PR #3338, opened 2019-10-31
Added support for VK_EXT_scalar_block_layout

AWoloszyn:
This also required updating our version of the vulkan api.


core/vulkan/cc/include/vulkan/vulkan_fuchsia.h
```diff
@@ -1,10 +1,6 @@
 #ifndef VULKAN_FUCHSIA_H_
 #define VULKAN_FUCHSIA_H_ 1
 
-#ifdef __cplusplus
-extern "C" {
-#endif
-
 /*
```
yalcinmelihyasin: Should not the license be at the top of the file or does it not matter?

AWoloszyn: This is pulled directly from the vulkan repo, I don't want to change it much.

AWoloszyn:
Looks like the failure is a flake.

◇ ◇ ◇ ◇

**Exercise directions:** The complete listing must be printed again exactly as given.

**Result for this task:**
PR #3338, opened 2019-10-31
Added support for VK_EXT_scalar_block_layout

AWoloszyn:
This also required updating our version of the vulkan api.


core/vulkan/cc/include/vulkan/vulkan_fuchsia.h
```diff
@@ -1,10 +1,6 @@
 #ifndef VULKAN_FUCHSIA_H_
 #define VULKAN_FUCHSIA_H_ 1
 
-#ifdef __cplusplus
-extern "C" {
-#endif
-
 /*
```
yalcinmelihyasin: Should not the license be at the top of the file or does it not matter?

AWoloszyn: This is pulled directly from the vulkan repo, I don't want to change it much.

AWoloszyn:
Looks like the failure is a flake.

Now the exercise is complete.